PR #423, opened 2025-05-26
[CMake] Set CMake FetchContent GIT_TAG for SDL_ttf

weslord:
Tags for SDL3 releases are now available in the SDL_ttf repo


nicbarker:
Ah great, thank you I forgot to update the pointer to main. Much nicer than things breaking randomly off main 🙂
═══
▶ **What you will do**: Each line above must be returned exactly as written.

▶ **Exercise response**:
PR #423, opened 2025-05-26
[CMake] Set CMake FetchContent GIT_TAG for SDL_ttf

weslord:
Tags for SDL3 releases are now available in the SDL_ttf repo


nicbarker:
Ah great, thank you I forgot to update the pointer to main. Much nicer than things breaking randomly off main 🙂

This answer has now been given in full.